→ **WHAT THE EXERCISE ASKS**
Would you please return the lines of the entries below starting at the line that has "an update from" and ending at the line that has "consistent and cross-referencable.", both included, exactly as they are?

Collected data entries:
<<<<

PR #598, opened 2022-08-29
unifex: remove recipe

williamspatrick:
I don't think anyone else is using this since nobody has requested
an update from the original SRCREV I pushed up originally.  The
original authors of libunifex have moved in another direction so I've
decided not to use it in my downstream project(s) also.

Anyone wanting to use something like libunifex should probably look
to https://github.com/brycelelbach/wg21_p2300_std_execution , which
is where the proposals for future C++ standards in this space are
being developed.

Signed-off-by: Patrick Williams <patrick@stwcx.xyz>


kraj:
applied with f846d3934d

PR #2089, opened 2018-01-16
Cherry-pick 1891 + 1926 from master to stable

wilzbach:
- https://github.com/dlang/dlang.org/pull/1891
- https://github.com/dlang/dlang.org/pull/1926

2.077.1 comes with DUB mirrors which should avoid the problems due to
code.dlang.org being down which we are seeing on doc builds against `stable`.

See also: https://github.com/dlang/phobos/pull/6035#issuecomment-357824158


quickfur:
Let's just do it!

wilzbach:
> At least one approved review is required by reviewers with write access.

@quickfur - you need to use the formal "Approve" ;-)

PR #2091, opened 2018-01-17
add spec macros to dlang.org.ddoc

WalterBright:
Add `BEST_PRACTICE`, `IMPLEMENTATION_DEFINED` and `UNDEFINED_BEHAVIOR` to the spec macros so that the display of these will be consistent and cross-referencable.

>>>>
<<<<

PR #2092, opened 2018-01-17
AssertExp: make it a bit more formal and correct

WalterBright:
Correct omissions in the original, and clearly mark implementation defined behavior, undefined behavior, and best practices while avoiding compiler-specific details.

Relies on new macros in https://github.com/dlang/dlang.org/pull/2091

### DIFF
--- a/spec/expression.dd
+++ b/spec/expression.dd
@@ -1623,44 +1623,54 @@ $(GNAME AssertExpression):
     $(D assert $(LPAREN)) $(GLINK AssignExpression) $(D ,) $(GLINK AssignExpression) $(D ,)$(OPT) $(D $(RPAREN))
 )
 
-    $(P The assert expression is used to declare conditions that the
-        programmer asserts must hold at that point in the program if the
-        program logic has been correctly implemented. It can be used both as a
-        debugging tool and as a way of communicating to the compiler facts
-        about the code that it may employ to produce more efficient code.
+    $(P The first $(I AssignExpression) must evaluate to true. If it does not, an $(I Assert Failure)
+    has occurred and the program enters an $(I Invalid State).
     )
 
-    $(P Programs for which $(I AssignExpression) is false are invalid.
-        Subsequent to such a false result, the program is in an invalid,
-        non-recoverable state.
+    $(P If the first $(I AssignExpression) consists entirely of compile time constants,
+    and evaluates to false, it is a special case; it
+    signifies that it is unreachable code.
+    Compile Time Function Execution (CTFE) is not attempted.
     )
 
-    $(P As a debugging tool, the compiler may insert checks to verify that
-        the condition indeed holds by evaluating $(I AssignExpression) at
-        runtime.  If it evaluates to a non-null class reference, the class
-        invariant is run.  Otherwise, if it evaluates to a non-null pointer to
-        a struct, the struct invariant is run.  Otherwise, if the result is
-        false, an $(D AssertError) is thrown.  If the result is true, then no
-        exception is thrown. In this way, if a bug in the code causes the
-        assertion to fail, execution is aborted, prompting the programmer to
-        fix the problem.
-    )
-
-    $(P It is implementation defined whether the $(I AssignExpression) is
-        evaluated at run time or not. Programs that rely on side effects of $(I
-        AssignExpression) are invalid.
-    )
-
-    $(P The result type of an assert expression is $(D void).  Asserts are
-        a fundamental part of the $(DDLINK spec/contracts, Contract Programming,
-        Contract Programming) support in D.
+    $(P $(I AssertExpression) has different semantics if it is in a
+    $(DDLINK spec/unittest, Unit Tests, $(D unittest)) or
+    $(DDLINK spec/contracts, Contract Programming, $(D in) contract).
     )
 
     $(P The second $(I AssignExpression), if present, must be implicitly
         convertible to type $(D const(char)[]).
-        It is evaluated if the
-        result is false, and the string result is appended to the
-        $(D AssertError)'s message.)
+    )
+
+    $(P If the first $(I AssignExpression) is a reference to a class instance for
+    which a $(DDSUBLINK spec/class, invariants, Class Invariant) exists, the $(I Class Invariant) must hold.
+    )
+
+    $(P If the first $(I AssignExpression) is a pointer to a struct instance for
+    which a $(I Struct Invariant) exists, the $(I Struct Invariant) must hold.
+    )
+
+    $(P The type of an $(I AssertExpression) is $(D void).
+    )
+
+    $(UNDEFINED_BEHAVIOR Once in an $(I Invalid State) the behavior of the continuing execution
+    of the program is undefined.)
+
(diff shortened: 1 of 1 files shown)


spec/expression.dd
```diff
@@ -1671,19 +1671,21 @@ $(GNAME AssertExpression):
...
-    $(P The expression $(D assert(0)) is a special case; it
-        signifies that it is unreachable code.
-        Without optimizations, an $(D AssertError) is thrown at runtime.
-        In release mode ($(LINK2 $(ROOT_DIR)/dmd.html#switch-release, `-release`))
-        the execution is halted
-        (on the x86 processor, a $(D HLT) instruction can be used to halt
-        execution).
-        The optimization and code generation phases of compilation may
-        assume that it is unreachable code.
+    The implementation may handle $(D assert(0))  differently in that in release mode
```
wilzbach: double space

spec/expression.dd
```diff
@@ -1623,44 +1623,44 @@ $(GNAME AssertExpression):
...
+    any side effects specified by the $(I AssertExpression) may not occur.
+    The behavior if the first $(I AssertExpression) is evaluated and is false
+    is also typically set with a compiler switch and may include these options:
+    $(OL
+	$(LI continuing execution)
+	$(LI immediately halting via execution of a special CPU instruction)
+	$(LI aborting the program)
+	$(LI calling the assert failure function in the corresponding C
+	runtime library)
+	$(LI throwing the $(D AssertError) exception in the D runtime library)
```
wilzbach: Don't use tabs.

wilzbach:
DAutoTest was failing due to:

>>>>

→ **TASK ANSWER**
an update from the original SRCREV I pushed up originally.  The
original authors of libunifex have moved in another direction so I've
decided not to use it in my downstream project(s) also.

Anyone wanting to use something like libunifex should probably look
to https://github.com/brycelelbach/wg21_p2300_std_execution , which
is where the proposals for future C++ standards in this space are
being developed.

Signed-off-by: Patrick Williams <patrick@stwcx.xyz>


kraj:
applied with f846d3934d

PR #2089, opened 2018-01-16
Cherry-pick 1891 + 1926 from master to stable

wilzbach:
- https://github.com/dlang/dlang.org/pull/1891
- https://github.com/dlang/dlang.org/pull/1926

2.077.1 comes with DUB mirrors which should avoid the problems due to
code.dlang.org being down which we are seeing on doc builds against `stable`.

See also: https://github.com/dlang/phobos/pull/6035#issuecomment-357824158


quickfur:
Let's just do it!

wilzbach:
> At least one approved review is required by reviewers with write access.

@quickfur - you need to use the formal "Approve" ;-)

PR #2091, opened 2018-01-17
add spec macros to dlang.org.ddoc

WalterBright:
Add `BEST_PRACTICE`, `IMPLEMENTATION_DEFINED` and `UNDEFINED_BEHAVIOR` to the spec macros so that the display of these will be consistent and cross-referencable.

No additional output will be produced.